### Work to complete:
Below are the entries to work from; restate word for word the portion that opens with the line containing "To keep a historical" and closes with the line containing "PR #405, opened 2020-07-22", keeping both.

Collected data
───
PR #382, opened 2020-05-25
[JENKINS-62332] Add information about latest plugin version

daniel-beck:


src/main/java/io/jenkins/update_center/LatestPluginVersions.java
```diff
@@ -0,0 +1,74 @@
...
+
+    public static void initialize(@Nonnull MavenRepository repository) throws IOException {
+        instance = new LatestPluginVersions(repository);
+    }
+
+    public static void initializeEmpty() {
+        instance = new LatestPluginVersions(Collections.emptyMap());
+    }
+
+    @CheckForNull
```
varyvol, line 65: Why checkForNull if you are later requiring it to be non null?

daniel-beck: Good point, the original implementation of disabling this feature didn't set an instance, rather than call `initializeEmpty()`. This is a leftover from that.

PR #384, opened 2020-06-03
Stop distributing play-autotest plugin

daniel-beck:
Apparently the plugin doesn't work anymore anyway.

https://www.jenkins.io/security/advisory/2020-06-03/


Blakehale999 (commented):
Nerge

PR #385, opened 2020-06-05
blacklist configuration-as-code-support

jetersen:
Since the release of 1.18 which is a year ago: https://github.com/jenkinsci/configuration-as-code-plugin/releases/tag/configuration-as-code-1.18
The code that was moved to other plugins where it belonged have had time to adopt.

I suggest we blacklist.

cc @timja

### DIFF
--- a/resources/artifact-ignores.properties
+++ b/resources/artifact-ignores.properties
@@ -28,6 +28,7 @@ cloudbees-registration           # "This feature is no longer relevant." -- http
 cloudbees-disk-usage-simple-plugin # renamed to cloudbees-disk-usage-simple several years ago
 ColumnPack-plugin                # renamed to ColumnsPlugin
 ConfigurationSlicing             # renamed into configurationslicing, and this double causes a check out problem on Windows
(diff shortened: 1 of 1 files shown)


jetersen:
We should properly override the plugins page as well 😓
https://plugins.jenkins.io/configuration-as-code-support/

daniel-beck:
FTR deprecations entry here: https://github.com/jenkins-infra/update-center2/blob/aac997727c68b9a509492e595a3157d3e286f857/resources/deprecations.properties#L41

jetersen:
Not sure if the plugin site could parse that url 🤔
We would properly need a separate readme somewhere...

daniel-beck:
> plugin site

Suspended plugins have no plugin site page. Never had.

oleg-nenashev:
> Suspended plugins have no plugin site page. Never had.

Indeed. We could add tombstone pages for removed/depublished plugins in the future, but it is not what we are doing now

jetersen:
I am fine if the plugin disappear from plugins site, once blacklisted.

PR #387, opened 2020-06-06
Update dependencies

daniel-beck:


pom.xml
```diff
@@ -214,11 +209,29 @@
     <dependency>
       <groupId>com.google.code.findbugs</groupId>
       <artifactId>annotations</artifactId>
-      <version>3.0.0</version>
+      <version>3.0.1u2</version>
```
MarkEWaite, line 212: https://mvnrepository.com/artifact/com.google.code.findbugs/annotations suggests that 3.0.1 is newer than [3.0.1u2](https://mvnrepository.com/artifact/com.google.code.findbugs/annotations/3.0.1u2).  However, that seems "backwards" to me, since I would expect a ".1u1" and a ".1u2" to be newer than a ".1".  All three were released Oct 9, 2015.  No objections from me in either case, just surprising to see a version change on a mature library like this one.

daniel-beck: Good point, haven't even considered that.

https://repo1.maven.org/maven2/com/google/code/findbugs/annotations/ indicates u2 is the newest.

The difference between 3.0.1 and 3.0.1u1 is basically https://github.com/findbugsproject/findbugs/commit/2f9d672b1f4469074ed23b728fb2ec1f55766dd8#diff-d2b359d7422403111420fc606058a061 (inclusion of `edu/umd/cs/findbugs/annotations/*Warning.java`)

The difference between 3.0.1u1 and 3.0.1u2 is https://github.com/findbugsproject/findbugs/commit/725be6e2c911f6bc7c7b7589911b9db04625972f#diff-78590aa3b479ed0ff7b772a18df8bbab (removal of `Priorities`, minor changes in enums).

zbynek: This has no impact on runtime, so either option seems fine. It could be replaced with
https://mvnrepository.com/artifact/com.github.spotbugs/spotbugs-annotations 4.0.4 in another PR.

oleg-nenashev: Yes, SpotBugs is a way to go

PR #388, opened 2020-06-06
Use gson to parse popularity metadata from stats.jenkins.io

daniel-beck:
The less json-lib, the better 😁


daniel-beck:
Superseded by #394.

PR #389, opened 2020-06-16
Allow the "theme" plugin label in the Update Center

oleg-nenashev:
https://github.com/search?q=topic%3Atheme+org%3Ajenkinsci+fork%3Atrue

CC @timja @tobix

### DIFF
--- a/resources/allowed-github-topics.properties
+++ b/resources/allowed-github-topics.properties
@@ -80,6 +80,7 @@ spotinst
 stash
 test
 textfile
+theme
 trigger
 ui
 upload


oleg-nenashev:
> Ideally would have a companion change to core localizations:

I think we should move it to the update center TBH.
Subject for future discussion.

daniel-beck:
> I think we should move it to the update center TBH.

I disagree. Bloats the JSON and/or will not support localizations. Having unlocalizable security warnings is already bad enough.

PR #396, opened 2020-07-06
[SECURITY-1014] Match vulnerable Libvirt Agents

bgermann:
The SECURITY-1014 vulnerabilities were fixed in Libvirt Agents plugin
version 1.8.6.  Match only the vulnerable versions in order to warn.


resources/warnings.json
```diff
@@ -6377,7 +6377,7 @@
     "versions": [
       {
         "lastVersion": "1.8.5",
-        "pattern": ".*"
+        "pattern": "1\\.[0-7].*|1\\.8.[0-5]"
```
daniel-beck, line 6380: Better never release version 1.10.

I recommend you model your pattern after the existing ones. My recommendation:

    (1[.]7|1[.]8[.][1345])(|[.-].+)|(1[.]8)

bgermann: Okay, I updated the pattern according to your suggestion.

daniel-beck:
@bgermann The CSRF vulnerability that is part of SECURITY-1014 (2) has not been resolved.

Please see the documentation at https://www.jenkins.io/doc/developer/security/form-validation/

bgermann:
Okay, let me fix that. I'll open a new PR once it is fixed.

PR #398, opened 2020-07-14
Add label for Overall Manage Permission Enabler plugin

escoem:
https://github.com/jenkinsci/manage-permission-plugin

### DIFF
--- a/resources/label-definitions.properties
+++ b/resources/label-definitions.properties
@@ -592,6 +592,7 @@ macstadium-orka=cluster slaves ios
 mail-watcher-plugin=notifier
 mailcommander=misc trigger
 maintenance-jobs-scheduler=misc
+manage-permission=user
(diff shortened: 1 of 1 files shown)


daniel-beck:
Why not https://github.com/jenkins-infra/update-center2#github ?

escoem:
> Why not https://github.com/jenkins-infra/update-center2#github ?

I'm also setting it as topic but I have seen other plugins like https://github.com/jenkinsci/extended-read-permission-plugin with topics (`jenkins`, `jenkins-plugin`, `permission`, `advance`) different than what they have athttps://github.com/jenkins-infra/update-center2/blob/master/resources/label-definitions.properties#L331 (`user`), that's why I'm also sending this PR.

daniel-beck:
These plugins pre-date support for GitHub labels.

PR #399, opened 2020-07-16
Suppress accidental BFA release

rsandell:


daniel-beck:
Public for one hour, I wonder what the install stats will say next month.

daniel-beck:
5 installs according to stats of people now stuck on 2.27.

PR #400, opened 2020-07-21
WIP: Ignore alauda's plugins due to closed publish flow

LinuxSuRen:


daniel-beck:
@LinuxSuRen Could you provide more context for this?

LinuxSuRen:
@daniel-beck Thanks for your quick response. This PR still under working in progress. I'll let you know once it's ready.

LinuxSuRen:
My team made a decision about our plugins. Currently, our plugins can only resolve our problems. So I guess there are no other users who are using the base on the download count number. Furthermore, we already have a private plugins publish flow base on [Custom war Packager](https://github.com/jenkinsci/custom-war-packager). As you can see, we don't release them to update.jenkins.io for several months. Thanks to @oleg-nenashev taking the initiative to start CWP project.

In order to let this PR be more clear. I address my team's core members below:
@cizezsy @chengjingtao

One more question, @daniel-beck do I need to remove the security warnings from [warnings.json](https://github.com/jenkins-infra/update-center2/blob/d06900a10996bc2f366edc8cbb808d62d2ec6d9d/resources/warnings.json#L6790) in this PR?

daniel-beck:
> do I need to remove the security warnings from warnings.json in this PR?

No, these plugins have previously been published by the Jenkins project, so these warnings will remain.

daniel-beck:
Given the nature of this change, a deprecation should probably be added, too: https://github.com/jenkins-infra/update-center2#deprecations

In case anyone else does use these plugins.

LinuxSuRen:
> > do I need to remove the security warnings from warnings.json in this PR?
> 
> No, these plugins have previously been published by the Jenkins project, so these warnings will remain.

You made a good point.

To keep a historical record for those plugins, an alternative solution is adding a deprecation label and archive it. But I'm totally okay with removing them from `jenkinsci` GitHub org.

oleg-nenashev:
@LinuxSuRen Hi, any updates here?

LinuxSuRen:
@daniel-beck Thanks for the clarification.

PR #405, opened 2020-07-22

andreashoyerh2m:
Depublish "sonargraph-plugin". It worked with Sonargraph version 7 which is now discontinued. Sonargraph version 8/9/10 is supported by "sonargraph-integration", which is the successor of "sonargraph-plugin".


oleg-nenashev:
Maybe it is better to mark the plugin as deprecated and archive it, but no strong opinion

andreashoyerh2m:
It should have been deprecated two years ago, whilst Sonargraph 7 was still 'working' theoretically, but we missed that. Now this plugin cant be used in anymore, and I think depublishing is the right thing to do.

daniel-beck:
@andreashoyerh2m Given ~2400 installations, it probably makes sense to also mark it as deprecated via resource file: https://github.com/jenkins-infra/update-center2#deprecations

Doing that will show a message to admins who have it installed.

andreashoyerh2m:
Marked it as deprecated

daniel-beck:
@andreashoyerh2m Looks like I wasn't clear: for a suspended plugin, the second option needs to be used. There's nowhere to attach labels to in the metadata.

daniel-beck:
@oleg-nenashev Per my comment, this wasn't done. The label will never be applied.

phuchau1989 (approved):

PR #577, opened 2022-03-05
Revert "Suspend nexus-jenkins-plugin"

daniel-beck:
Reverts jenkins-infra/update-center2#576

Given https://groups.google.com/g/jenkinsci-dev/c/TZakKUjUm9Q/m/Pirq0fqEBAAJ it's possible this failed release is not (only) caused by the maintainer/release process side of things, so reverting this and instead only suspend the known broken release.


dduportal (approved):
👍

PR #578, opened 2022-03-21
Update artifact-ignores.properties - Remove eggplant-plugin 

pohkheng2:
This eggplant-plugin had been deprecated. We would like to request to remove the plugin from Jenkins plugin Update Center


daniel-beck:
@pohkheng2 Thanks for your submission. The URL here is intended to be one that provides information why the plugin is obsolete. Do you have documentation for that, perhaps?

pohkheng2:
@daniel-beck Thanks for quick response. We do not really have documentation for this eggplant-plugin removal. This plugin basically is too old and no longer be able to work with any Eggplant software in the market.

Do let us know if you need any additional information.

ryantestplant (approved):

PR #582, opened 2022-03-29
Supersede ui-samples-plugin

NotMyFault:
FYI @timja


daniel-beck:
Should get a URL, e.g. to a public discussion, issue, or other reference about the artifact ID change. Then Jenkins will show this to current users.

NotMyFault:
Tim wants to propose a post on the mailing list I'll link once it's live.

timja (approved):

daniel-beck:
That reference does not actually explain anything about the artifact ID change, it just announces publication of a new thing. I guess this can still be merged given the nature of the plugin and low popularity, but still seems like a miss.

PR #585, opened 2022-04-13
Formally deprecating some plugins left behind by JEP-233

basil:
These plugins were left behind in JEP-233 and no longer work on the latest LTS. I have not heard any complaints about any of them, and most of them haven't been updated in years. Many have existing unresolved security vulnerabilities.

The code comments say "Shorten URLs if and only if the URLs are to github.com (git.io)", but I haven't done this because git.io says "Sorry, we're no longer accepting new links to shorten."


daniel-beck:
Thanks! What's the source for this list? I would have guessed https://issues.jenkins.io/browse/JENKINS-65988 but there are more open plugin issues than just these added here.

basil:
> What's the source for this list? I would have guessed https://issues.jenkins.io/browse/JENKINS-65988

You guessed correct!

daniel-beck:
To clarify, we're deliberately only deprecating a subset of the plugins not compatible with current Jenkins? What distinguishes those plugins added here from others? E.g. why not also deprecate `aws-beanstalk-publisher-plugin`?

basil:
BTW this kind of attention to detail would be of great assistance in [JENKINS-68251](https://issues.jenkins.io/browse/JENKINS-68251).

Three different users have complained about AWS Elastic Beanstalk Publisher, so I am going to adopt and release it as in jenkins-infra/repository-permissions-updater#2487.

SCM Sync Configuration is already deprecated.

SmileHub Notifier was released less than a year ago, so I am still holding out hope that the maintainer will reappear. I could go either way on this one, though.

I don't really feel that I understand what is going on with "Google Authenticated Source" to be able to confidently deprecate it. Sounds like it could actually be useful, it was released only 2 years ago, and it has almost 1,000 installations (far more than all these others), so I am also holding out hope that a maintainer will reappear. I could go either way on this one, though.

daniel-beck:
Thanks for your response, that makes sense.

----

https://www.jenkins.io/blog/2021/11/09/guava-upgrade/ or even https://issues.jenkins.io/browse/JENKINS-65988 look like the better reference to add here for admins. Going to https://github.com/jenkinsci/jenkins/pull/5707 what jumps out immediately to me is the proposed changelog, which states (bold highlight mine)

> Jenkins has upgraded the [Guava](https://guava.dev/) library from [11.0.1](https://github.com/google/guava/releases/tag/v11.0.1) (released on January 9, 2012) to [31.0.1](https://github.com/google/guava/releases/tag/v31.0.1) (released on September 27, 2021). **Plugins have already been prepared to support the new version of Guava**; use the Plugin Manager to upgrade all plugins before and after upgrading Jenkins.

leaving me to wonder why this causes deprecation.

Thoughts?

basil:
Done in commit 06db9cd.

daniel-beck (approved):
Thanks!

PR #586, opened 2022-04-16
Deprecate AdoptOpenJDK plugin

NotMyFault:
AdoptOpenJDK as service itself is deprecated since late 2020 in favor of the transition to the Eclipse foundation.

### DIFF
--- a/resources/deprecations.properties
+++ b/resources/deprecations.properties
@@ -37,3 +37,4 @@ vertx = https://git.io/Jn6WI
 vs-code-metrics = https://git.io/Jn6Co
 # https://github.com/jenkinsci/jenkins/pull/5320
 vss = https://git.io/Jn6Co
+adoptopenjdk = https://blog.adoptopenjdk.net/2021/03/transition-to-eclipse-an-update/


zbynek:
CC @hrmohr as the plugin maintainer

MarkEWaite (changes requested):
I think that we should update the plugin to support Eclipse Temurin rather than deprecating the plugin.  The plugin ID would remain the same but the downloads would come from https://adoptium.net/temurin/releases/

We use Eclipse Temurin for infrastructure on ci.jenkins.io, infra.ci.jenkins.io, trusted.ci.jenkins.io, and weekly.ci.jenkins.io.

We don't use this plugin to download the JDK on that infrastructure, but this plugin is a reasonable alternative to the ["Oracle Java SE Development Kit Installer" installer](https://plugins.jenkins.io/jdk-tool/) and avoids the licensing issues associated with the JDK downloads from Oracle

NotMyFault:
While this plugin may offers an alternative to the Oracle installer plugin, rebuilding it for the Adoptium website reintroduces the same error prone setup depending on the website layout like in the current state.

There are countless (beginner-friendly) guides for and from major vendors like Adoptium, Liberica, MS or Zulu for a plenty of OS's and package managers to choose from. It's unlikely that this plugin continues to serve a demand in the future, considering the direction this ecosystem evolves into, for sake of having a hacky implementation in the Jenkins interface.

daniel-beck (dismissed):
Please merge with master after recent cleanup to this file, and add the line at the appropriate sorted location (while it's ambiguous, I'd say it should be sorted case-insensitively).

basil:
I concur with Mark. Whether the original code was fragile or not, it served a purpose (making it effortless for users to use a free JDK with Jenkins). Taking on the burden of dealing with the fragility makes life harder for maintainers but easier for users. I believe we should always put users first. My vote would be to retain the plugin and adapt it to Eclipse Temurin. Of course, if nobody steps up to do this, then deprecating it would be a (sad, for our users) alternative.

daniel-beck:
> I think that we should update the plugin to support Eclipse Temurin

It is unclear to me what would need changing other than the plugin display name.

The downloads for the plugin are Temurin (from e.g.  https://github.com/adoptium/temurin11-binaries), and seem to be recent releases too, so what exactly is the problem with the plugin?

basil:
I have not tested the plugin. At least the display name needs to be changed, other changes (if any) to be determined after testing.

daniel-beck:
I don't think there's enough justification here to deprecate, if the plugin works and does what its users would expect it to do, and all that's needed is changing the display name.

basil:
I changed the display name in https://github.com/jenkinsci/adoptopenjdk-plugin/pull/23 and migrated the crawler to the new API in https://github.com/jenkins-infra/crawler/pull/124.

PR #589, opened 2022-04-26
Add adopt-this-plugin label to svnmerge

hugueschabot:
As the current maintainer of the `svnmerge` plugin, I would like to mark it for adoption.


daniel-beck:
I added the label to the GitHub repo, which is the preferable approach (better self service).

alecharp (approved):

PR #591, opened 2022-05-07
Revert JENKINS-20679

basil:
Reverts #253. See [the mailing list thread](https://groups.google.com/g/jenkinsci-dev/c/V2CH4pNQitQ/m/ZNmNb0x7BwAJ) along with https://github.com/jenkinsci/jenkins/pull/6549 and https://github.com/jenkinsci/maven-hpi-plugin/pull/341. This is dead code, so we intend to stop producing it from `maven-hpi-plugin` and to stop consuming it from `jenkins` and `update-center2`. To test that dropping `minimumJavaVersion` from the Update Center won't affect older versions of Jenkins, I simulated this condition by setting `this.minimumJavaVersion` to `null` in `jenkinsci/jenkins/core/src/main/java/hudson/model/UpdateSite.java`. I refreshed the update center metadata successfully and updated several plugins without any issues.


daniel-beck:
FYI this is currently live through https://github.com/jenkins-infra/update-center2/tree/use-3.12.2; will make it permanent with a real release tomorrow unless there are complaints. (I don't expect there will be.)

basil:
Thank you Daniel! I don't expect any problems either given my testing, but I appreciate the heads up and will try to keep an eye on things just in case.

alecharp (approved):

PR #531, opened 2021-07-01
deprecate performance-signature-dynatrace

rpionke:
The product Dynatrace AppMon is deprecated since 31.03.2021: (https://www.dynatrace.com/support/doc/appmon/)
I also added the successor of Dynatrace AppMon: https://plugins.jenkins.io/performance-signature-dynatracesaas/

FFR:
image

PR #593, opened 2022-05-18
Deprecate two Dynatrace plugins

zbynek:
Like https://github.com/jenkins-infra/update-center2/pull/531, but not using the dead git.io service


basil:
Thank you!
───
### Answer below:
To keep a historical record for those plugins, an alternative solution is adding a deprecation label and archive it. But I'm totally okay with removing them from `jenkinsci` GitHub org.

oleg-nenashev:
@LinuxSuRen Hi, any updates here?

LinuxSuRen:
@daniel-beck Thanks for the clarification.

PR #405, opened 2020-07-22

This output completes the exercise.